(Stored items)
=== Begin Enclosure ===

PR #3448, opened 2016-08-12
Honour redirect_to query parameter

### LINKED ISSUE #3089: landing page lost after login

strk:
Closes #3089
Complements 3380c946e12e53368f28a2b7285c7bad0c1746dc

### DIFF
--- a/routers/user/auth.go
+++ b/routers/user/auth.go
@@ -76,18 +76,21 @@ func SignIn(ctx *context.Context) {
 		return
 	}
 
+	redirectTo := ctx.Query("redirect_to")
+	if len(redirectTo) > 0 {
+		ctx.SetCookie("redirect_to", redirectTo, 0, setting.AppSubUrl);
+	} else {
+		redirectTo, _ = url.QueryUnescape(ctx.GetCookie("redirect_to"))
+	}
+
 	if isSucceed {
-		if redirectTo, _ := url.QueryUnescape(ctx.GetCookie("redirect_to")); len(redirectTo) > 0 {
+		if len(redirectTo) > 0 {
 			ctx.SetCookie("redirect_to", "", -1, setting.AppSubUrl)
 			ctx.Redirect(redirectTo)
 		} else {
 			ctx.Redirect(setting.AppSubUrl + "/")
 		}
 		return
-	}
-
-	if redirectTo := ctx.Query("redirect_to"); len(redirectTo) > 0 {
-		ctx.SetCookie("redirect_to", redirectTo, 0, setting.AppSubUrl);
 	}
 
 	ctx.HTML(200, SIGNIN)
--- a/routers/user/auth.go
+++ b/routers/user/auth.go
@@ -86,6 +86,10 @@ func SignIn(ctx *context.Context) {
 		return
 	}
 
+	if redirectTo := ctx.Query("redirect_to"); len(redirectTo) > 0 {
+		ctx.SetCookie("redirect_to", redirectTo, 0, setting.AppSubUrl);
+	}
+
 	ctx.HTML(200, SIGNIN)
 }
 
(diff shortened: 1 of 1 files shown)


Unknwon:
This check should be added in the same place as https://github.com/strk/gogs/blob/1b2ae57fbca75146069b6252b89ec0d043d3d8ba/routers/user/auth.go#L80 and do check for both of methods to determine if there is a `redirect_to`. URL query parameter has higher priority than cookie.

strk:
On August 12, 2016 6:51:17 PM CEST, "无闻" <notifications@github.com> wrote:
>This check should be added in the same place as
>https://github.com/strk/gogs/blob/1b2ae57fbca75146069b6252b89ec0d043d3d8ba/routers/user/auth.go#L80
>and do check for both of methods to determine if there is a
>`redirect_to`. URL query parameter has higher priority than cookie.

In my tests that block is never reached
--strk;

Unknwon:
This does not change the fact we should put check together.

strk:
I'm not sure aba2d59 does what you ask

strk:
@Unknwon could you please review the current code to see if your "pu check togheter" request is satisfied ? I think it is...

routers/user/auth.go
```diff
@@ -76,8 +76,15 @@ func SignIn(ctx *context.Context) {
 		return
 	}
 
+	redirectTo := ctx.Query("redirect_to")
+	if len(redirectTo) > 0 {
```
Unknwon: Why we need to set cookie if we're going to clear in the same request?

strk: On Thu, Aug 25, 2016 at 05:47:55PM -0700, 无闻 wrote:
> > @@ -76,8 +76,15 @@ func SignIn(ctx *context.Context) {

=== End Enclosure ===

The records above must be written out again exactly.

- _Your solution_:
PR #3448, opened 2016-08-12
Honour redirect_to query parameter

### LINKED ISSUE #3089: landing page lost after login

strk:
Closes #3089
Complements 3380c946e12e53368f28a2b7285c7bad0c1746dc

### DIFF
--- a/routers/user/auth.go
+++ b/routers/user/auth.go
@@ -76,18 +76,21 @@ func SignIn(ctx *context.Context) {
 		return
 	}
 
+	redirectTo := ctx.Query("redirect_to")
+	if len(redirectTo) > 0 {
+		ctx.SetCookie("redirect_to", redirectTo, 0, setting.AppSubUrl);
+	} else {
+		redirectTo, _ = url.QueryUnescape(ctx.GetCookie("redirect_to"))
+	}
+
 	if isSucceed {
-		if redirectTo, _ := url.QueryUnescape(ctx.GetCookie("redirect_to")); len(redirectTo) > 0 {
+		if len(redirectTo) > 0 {
 			ctx.SetCookie("redirect_to", "", -1, setting.AppSubUrl)
 			ctx.Redirect(redirectTo)
 		} else {
 			ctx.Redirect(setting.AppSubUrl + "/")
 		}
 		return
-	}
-
-	if redirectTo := ctx.Query("redirect_to"); len(redirectTo) > 0 {
-		ctx.SetCookie("redirect_to", redirectTo, 0, setting.AppSubUrl);
 	}
 
 	ctx.HTML(200, SIGNIN)
--- a/routers/user/auth.go
+++ b/routers/user/auth.go
@@ -86,6 +86,10 @@ func SignIn(ctx *context.Context) {
 		return
 	}
 
+	if redirectTo := ctx.Query("redirect_to"); len(redirectTo) > 0 {
+		ctx.SetCookie("redirect_to", redirectTo, 0, setting.AppSubUrl);
+	}
+
 	ctx.HTML(200, SIGNIN)
 }
 
(diff shortened: 1 of 1 files shown)


Unknwon:
This check should be added in the same place as https://github.com/strk/gogs/blob/1b2ae57fbca75146069b6252b89ec0d043d3d8ba/routers/user/auth.go#L80 and do check for both of methods to determine if there is a `redirect_to`. URL query parameter has higher priority than cookie.

strk:
On August 12, 2016 6:51:17 PM CEST, "无闻" <notifications@github.com> wrote:
>This check should be added in the same place as
>https://github.com/strk/gogs/blob/1b2ae57fbca75146069b6252b89ec0d043d3d8ba/routers/user/auth.go#L80
>and do check for both of methods to determine if there is a
>`redirect_to`. URL query parameter has higher priority than cookie.

In my tests that block is never reached
--strk;

Unknwon:
This does not change the fact we should put check together.

strk:
I'm not sure aba2d59 does what you ask

strk:
@Unknwon could you please review the current code to see if your "pu check togheter" request is satisfied ? I think it is...

routers/user/auth.go
```diff
@@ -76,8 +76,15 @@ func SignIn(ctx *context.Context) {
 		return
 	}
 
+	redirectTo := ctx.Query("redirect_to")
+	if len(redirectTo) > 0 {
```
Unknwon: Why we need to set cookie if we're going to clear in the same request?

strk: On Thu, Aug 25, 2016 at 05:47:55PM -0700, 无闻 wrote:
> > @@ -76,8 +76,15 @@ func SignIn(ctx *context.Context) {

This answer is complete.